» **Material provided**

PR #169, opened 2020-03-23
Fix issues with disconnect

TilmanK:
This PR addresses two issues:
1. If close_session is called on a Client, that is already disconnected we'll just return to prevent an exception. This is a use case when the Client loses the connection and therefore disconnects the socket. One would need to call disconnect on the Client to ensure, that i.e. the renew_channel_loop is stopped correctly.
2. Fix an exception that occurs, when the UaClient tries to disconnect its socket, but has not protocol.

### DIFF
--- a/asyncua/client/ua_client.py
+++ b/asyncua/client/ua_client.py
@@ -265,6 +265,9 @@ class UaClient:
         if self.protocol and self.protocol.state == UASocketProtocol.CLOSED:
             self.logger.warning("disconnect_socket was called but connection is closed")
             return None
+        if not self.protocol:
+            self.logger.warning("disconnect was called while connect is in progress")
+            return None
         return self.protocol.disconnect_socket()
 
     async def send_hello(self, url, max_messagesize=0, max_chunkcount=0):
--- a/asyncua/client/client.py
+++ b/asyncua/client/client.py
@@ -1,6 +1,6 @@
 import asyncio
 import logging
-from typing import Union, Coroutine
+from typing import Union, Coroutine, Optional
 from urllib.parse import urlparse
 
 from asyncua import ua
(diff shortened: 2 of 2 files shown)


asyncua/client/ua_client.py
```diff
@@ -265,6 +265,9 @@ def disconnect_socket(self):
         if self.protocol and self.protocol.state == UASocketProtocol.CLOSED:
             self.logger.warning("disconnect_socket was called but connection is closed")
             return None
+        if not self.protocol:
+            self.logger.warning("disconnect was called while connect is in progress")
+            return None
```
oroulet: And what happens then? If do as disconnect is called too early then we end up connecting and this is going to be an even strsnger error. Isn'it it?

TilmanK: Sorry for the late reply.

The use-case is pretty simple (talking from the sync Client perspective): Create a client that isn't able to connect (works for me simply to disconnect my PC), and after connect was called, simply call disconnect (in my use case to shut down my application).

This results in UaClient.connect_socket() and then UASocketProtocol to never be created. Therefore UaClient.protocol is None.

I understand, that this is a maybe dangerous change, but the alternatives are worse IMHO:

1. I do not call disconnect at all, this will result in my application to never be terminated correctly once connected since there is the ghosting Thread of the opcua lib. I cannot terminate it correctly from the outside.

2. I react on the exception in my own code, by simply catching it. This will result in the same behavior, except that we might miss some follow-up code (that isn't the case now, but might in the future).

3. I remember if I have called connect but the connection has never been made. In this cases I do not call the disconnect method. From what I know the library is doing reconnects on its own hence this will probably be unreliable.

What do you think?

PR #172, opened 2020-04-21
Add indexrange kwarg to Node.set_attribute

stevedh:
This allows for a workaround  for writing (relates to #711) to allow clients to write partial arrays.

I think this seems like a reasonable incremental addition but I am not sure if there is something I am missing here... in any case it does with with the OPC servers I have tested with.

### DIFF
--- a/asyncua/common/node.py
+++ b/asyncua/common/node.py
@@ -252,16 +252,18 @@ class Node:
         """
         return self.set_writable(False)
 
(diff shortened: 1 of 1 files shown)


oroulet:
I hate adding new arguments to these methods. But if DataValue did not have that parameter we have no choices.
But write in comment how the string should look like

oroulet:
@stevedh do you?

PR #173, opened 2020-04-22
WIP: attempt to update to last spec, broken, importer needs to be fixed

oroulet:
Help welcome. We need to fix parser and I have no time currently

the issue (as far as I remember) is that the xml now looks like this.

```
<ArrayDimensions>
    <UInt32>0</UInt32>
  </ArrayDimensions>
```

While before itwas
`<ArrayDimensions>0</ArrayDimensions>`

So the current code is trying to create an object of type UInt32 which does not exist as this should be registered as a number and just write code like : `obj.ArrayDimentsions = 0`  (you get an attribute error since the code is written similar to: `gettatr(ua, myobj)`)
This is touchy to fix since the syntax without the datatype is still used at several other places. 

Also to complicate things, the entire xml address space is now only one file while before it was several small files. This is a big issue on machine with little memory..


oroulet:
fixed in another PR

PR #181, opened 2020-05-07
Add async and await to get_namespace_array methods

### LINKED ISSUE #180: get_namespace_array is not async
Hello together,
just found an Issue here:

https://github.com/FreeOpcUa/opcua-asyncio/blob/5132c4edee2ae8348e5d960a2f890341b899d916/asyncua/server/server.py#L419

I guess `get_namespace_array` shall be a `async def` and return the value of the NamespaceArray Node.

swamper123:
Add async and await to get_namespace_array methods
Add /venv to gitignore
Will fix #180

### DIFF
--- a/asyncua/client/client.py
+++ b/asyncua/client/client.py
@@ -528,7 +528,7 @@ class Client:
         await subscription.init()
         return subscription
 
-    async def get_namespace_array(self) -> Coroutine:
+    async def get_namespace_array(self):
         ns_node = self.get_node(ua.NodeId(ua.ObjectIds.Server_NamespaceArray))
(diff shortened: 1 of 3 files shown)


asyncua/client/client.py
```diff
@@ -528,9 +528,9 @@ async def create_subscription(self, period, handler):
         await subscription.init()
         return subscription
 
-    def get_namespace_array(self) -> Coroutine:
+    async def get_namespace_array(self) -> Coroutine:
```
oroulet, line 531: Remove the coroutine typing comment. It is better to write List if we want to document type.although this is obvious in that case...

Issue #82, opened 2019-09-23
Certificate handling


mitchpi:
Hi Guys, thanks for a great package!

I'm struggling a little with the certificate handling. The server always accepts self signed certificates, shouldn't the certificates have to be moved to a trust list prior to it being trusted? And hence the client will be rejected and not able to view the server nodes?

Cheers. Mitch.

oroulet:
It should... Patch welcome ;-)

mitchpi:
Thanks for the prompt response! I'll investigate, may be a bit beyond me.

JoeyFaulkner:
Hi there! 

also echo mitchpi's sentiment: this is an awesome package! I would like to work on this certificate handling. Do you have any tips on where this needs to be implemented and if there's anything I need to be careful of?

JoeyFaulkner:
@oroulet i think we can close this issue now because of the closed PR?

PR #182, opened 2020-05-07
simple certificate handling

JoeyFaulkner:
As mentioned in #82 , it would be useful to have a way to manage which certificates were allowed to access the OPC UA server. 

In this pull request we create a new object crypto.certificate_handler.CertificateHandler, which simply presides over a list of accepted certificates, and at connection time checks whether the certificate is in this handler, after the standard check for the certificate's validity.

Also the examples/server-with-encryption.py has been updated to be async and is now working.

Also apparently my IDE corrected some files to be pep8 compliant :smile: .

Please let me know if any major or minor changes need to be implemented, I am new to this codebase.


examples/server-with-encryption.py
```diff
@@ -1,42 +1,55 @@
...
-    myvar = myobj.add_variable(idx, "MyVariable", 6.7)
-    myvar.set_writable()    # Set MyVariable to be writable by clients
+    myobj = await objects.add_object(idx, "MyObject")
+    myvar = await myobj.add_variable(idx, "MyVariable", 6.7)
+    await myvar.set_writable()  # Set MyVariable to be writable by clients
 
     # starting!
-    server.start()
+    await server.start()
     try:
```
oroulet, line 40: since you are here, can you replace the try/excpet with `async with`

`async with Server(xxx) as server:
      do something

`

examples/server-with-encryption.py
```diff
@@ -1,42 +1,55 @@
...
-        server.stop()
+        # close connection, remove subcsriptions, etc
+        await server.stop()
+
+
+if __name__ == "__main__":
+    loop = asyncio.get_event_loop()
+    loop.set_debug(True)
+    loop.run_until_complete(main())
+    # setup our server
```
oroulet, line 55: also here, now we should use asyncio.run, instead these 3 lines

oroulet:
Can you rebase and I merge asap. There are some conflicts since I update the examplei the main time

JoeyFaulkner:
> Can you rebase and I merge asap. There are some conflicts since I update the examplei the main time

rebased, are the certificate store changes alright?

examples/server-with-encryption.py
JoeyFaulkner: when i try to do this with client-with-encryption.py, it will not connect because i havent set a security policy, what is the best approach here?

for a concrete example, that's

```
async with Server(url=url) as server: # ERROR, security policy None not acceptable
    await server.set_security_policy(blahblahblah)
```

oroulet:
I still cannot merge here. This is the second time I see the same issue in a few days. Also generally use rebase and NOT merge (pull -r origin master , for example)

oroulet:
OK but I can squash so good

swamper123:
In my case: 
https://github.com/FreeOpcUa/opcua-asyncio/blob/432701845167b2627c46549b4dfdbb46004d8d50/tests/test_crypto_connect.py#L156
and:
https://github.com/FreeOpcUa/opcua-asyncio/blob/432701845167b2627c46549b4dfdbb46004d8d50/tests/test_crypto_connect.py#L171
Always fails. Even if asyncio is raising a `TimeoutError`.
My failure rattail goes down here:
https://github.com/FreeOpcUa/opcua-asyncio/blob/88bbc425eb2137917795640196fbde8712898681/asyncua/client/ua_client.py#L203
before the TimeoutError is thrown.

Is it just me or others as well?

PR #183, opened 2020-05-07
Allow for asynchronous subscription callbacks

chrisjbremner:
I am working a server implementation that would greatly benefit from being able to create subscriptions that have asynchronous callbacks. In this PR, I change the callback behavior for subscriptions so that you can use either synchronous or asynchronous definitions:

For example this would be valid:
```python
class MySubHandler:
    async def datachange_notification(self, node, val, data):
        await asyncio.sleep(1)
        print("got datachange")
    
    def event_notification(self, event):
        print("got event")
```

In addition, I made it so that the async callbacks run as tasks and the sync callbacks run in the event loop so that other processing is not blocked.

Would this make sense, or would you propose just using `asyncio.create_task(my_async_coro)` inside the callback instead?

### DIFF
--- a/asyncua/server/internal_subscription.py
+++ b/asyncua/server/internal_subscription.py
@@ -111,7 +111,7 @@ class InternalSubscription:
             #    Subscription.publish_callback -> server internal subscription
             #    UaProcessor.forward_publish_response -> client subscription
             if asyncio.iscoroutinefunction(self.pub_result_callback):
-                asyncio.create_task(self.pub_result_callback(result))
+                self.loop.create_task(self.pub_result_callback(result))
             else:
                 self.loop.call_soon(self.pub_result_callback, result)
 
--- a/asyncua/server/internal_subscription.py
+++ b/asyncua/server/internal_subscription.py
@@ -58,13 +58,13 @@ class InternalSubscription:
             self._task = None
         self.monitored_item_srv.delete_all_monitored_items()
 
-    def _trigger_publish(self):
+    async def _trigger_publish(self):
         """
         Trigger immediate publication (if requested by the PublishingInterval).
         """
         if not self._task and self.data.RevisedPublishingInterval <= 0.0:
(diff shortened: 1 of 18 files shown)


oroulet:
I thought this was already done. I think it is ok. It gives more flexibility to users. I would even telling the possibility for sync handlers

oroulet:
@cbergmiller opinion?

cbergmiller:
Looks like an improvement. I can't see any obvious problems in the changes.

asyncua/server/internal_subscription.py
```diff
@@ -110,7 +110,10 @@ def publish_results(self):
             # The callback can be:
             #    Subscription.publish_callback -> server internal subscription
             #    UaProcessor.forward_publish_response -> client subscription
-            self.pub_result_callback(result)
+            if asyncio.iscoroutinefunction(self.pub_result_callback):
+                self.loop.create_task(self.pub_result_callback(result))
```
oroulet, line 114: ops I did not see that one. create tasks and forgetting them is not a good idea. Can't you make publish_callback() async? I do not think it is called form many places

chrisjbremner: `publish_callback` is already async, are you proposing I do `await self.pub_result_callback(result)` here? If so, we have to make `publish_results`. Making that change results in quite a long cascade of updates from sync functions to async, which wouldn't be that bad, but it eventually requires a change to `trigger_event` to async, which presumably would be a breaking change for anyone who relies on that being a sync function.

oroulet: There is another PR doing that in the pipeline anyway so maybe just go for it

oroulet:
Looks good. But you need to rebase on master so we can merge

oroulet:
github does not let me merge yet. try again to rebase on master `git pull -r origin master`

oroulet:
nevermind I made it using command line

PR #198, opened 2020-06-03
Add async and await statement for HistoryManager.stop

swamper123:
Because a Coroutine was expected, I added an async and await statement, even if this feature seems not to be supported at the moment.


swamper123:
#206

» **Your assignment**
Could you transcribe the entries exactly, from the first line through the line containing "This PR addresses", and give nothing more?

» **Worked solution**
PR #169, opened 2020-03-23
Fix issues with disconnect

TilmanK:
This PR addresses two issues:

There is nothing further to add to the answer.